What the researchers were able to do, they did a DNA analysis of the particles in there, and they were able to see what four different species of these extinct moas ate. So they were able to see, for example, that this one species ate pond snails and pond plants because they found a trace of a parasite there, others ate mosses and ferns, others ate mushrooms and fungi, and ultimately, helped them spread across the island.
IRA FLATOW: Interesting. Is this research going to help us understand any better how these remarkable birds went extinct at all, besides just getting eaten?
NIDDHI SUBBARAMAN: Not at present. But it does say why the forests of New Zealand are having trouble regenerating, because they relied on the fungi, and in turn the moas, to help them spread. And with the moas gone, the forests are having a hard time coming back.
IRA FLATOW: I get it. All right, let’s move on to your next story, which is about a skate that walks. And we’re not talking about Olympic skating here, are we?
NIDDHI SUBBARAMAN: Not this time. So skates are these really flat fish. They look like pancakes with a long tail. And they have this wonderful gliding motion with which they move through the ocean, sort of flapping their large fins.
Now, they found that they have a unique kind of walking motion. They have these large fins that they swim with, but they have tiny fins under them that they walk on the surface of the ocean with. And the same walking motion that they have– one fin, and then the other fin, and then the other fin– is remarkably similar to the way humans walk.
IRA FLATOW: So do they have the same mechanism for doing it, do you know– the muscles, the nerves– like we have?
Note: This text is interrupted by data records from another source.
PR #29, opened 2019-06-06
Implements uBO style polyfills for requests redirects

### LINKED ISSUE #27: Handle uBO style polyfills for blocked requests
uBO defines polyfills, or alternate content bodies that should be returned for resources from a URL that matches a pattern.  The bodies of these responses, and identifiers for them, are given here:

https://github.com/uBlockOrigin/uAssets/blob/master/filters/resources.txt

Rules then reference these polyfils with the `redirect=<identifier>` option on rules.

It would be good if adblock-rust both could 
1) understand the redirect option in rules
2) parse polyfil definitions like https://github.com/uBlockOrigin/uAssets/blob/master/filters/resources.txt 
3) and return the alternate message body when appropriate

AndriusA:
returns request content to use for requests matched on rules with `redirect` option

Closes #27

### DIFF
--- a/src/blocker.rs
+++ b/src/blocker.rs
@@ -117,6 +117,9 @@ impl Blocker {
                         Some(data_url.trim().to_owned())
                     } else {
                         // TOOD: handle error - throw?
+                        if self.debug {
+                            eprintln!("Matched rule with redirect option but did not find corresponding resource to send");
+                        }
                         None
                     }
                 } else {
--- a/src/blocker.rs
+++ b/src/blocker.rs
@@ -43,7 +43,6 @@ impl From<FilterError> for BlockerError {
     }
 }
 
-
 #[derive(Serialize, Deserialize)]
 pub struct Blocker {
     csp: NetworkFilterList,
@@ -64,7 +63,7 @@ pub struct Blocker {
     load_cosmetic_filters: bool,
     load_network_filters: bool,
 
-    #[serde(skip_deserializing)]
+    #[serde(default)]
     resources: Resources
 }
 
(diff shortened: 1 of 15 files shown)


AndriusA:
@snyderp if you review `tests/ublock-coverage.rs` and the tests in `src/resources.rs` it should be clear what gets handled - please check it is all as intended.

Also added a test that checks parsing extracts all 110 resources for the snapshot of `resources.txt` included in the repo

src/blocker.rs
```diff
@@ -95,11 +100,28 @@ impl Blocker {
...
+                    if let Some(resource) = blocker_redirects.get_resource(redirect) {
+                        let mut data_url: String;
+                        if resource.content_type.contains(';') {
+                            data_url = format!("data:{},{}", resource.content_type, resource.data);
+                        } else {
+                            data_url = format!("data:{};base64,{}", resource.content_type, base64::encode(&resource.data));
+                        }
+                        Some(data_url.trim().to_owned())
+                    } else {
+                        // TOOD: handle error - throw?
```
snyderp: Could this be logged somehow, even if its just mirroring the "didn't understand filter: X" stuff the current lib does?  Would be a nice, noisy reminder if there is some new filter format we don't support, something like that

snyderp:
Also, is this exposed through the node API?

AndriusA:
@snyderp should we merge and close? It is backwards-compatible, so don't see any harm in that, FFI and browser can be wired up in due course

snyderp:
Yep, looks good to me, though it looks like there are some conflicts now.  But I think the change is terrific!

AndriusA:
Merged master to resolve conflicts

Also to ensure deserialization is backwards compatible have to ignore deserializing of redirect resources for now - included the required changes, tagging @bbondy for review

AndriusA:
Switching to [MessagePack](https://msgpack.org) for serialization to have a cleaner way of adding new fields to blocker structures over time - this works as intended with `#serde(default)` field property by using default value for the field if it isn't found when deserializing.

NIDDHI SUBBARAMAN: Yeah. So the nerve cells that are in the skates are also in people. But this existed, they think, 420 million years ago– so up to 60 million years before the first life form walked out of the ocean to colonize land.
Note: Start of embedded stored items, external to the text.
PR #30, opened 2019-06-06
adds more detailed info to Node wrapper response

AndriusA:
Check the updated README for usage example - _both_ the client and the `check` call have an extra `debug = true` parameter:

- the one in the client retains string representation of rules
- the one in the `check` returns detailed information object rather than only `true` or `false` for a match

### DIFF
--- a/README.md
+++ b/README.md
@@ -43,14 +43,18 @@ Note the Node.js module has overheads inherent to boundary crossing between JS a
 const AdBlockClient = require('adblock-rs');
 let rules = fs.readFileSync('./data/easylist.to/easylist/easylist.txt', { encoding: 'utf-8' }).split('\n');
 
-const client = new AdBlockClient.Engine(rules);
+// create client with debug = true
+const client = new AdBlockClient.Engine(rules, true);
 
 const serializedArrayBuffer = client.serialize(); // Serialize the engine to an ArrayBuffer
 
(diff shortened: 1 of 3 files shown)


AndriusA:
Node repl output as an example of use:

```
> const AdBlockClient = require('adblock-rs');
>
> let rules = fs.readFileSync('./data/easylist.to/easylist/easylist.txt', { encoding: 'utf-8' }).split('\n');
>
> const client = new AdBlockClient.Engine(rules, true);
>
> const serializedArrayBuffer = client.serialize(); // Serialize the engine to an ArrayBuffer
>
> console.log("Matching:", client.check("http://example.com/-advertisement-icon.", "http://example.com/helloworld", "image", true))
Matching: {
  matched: true,
  explicit_cancel: false,
  redirect: null,
  exception: null,
  filter: '-advertisement-icon. <+> /icon_ad. <+> /icon_ads_ <+> /icon_advertising_'
}
> console.log("Matching:", client.check("https://github.githubassets.com/assets/frameworks-64831a3d.js", "https://github.com/AndriusA", "script", true))
Matching: {
  matched: false,
  explicit_cancel: false,
  redirect: null,
  exception: null,
  filter: null
}
> console.log("Matching:", client.check("http://example.com/-advertisement-icon.", "http://example.com/helloworld", "image"))
Matching: true
>
```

IRA FLATOW: Let’s move on, lastly, to some kerfuffle over a new DNA emoji. Of all the things we are talking about, tell us about that.
NIDDHI SUBBARAMAN: Ah yes. So the newest crop of emoji for this year includes some good science ones– there’s a petri dish, a test tube, and the DNA double helix. Now, researchers– well, scientists– saw on Twitter that the DNA was twisted the wrong way.
And this is an easy design flaw to make. But ultimately the right twist of the DNA is really what makes it unique and able to function as the basic element of life. So the DNA helix is a ladder that’s twisted, right?
IRA FLATOW: Right, right.
NIDDHI SUBBARAMAN: So if you were holding a jar with your right hand and you twisted it in a closing motion, that’s the wrong twist. If you open the jar lid in a twisting motion towards you, that’s the right twist. And while it’s a very simple design element, it makes the difference between being the right key for life and the wrong one.
IRA FLATOW: Well, you’ve put a new twist on that story. You know, for years, we’ve had the news media TV shows where they start with the globe turning. They have always been turning it backwards. Earth has been revolving in the wrong direction. Now we have DNA to match that.
Thank you very much for enlightening us, and welcome to Science Friday– nice to have you.
NIDDHI SUBBARAMAN: Thanks very much.
IRA FLATOW: It was great. Niddhi Subbaraman is a science writer for BuzzFeed in Washington.